PR #844, opened 2026-03-05
fix: resolve some docker hub rate limits for images

Ygnas:
## Summary
Probably there is more docker hub issues that could fail, but I encountered only these ones while trying to use the installer in openshift

- Set `common.postgresImage` to quay.io/fedora/postgresql-16 to avoid Docker Hub rate limits for the `mlflow` create-db init container and was already referenced in `charts/kagenti-deps/templates/mlflow.yaml` but did not exist.
- Use `common.kubectlImage` for `otel-collector-restart-job` instead of `bitnami/kubectl:latest` from Docker Hub

Fixes #

### DIFF
--- a/charts/kagenti-deps/values.yaml
+++ b/charts/kagenti-deps/values.yaml
@@ -44,6 +44,7 @@ components:
 
 common:
   kubectlImage: "quay.io/kubestellar/kubectl:1.30.14"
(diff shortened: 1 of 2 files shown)


pdettori (approved):
/lgtm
════════════════════
ASSIGNMENT: Copy, please, exactly the lines that start at the first line of the data and end at the line containing "Probably there is", both kept and no others.

YOUR RESPONSE:
PR #844, opened 2026-03-05
fix: resolve some docker hub rate limits for images

Ygnas:
## Summary
Probably there is more docker hub issues that could fail, but I encountered only these ones while trying to use the installer in openshift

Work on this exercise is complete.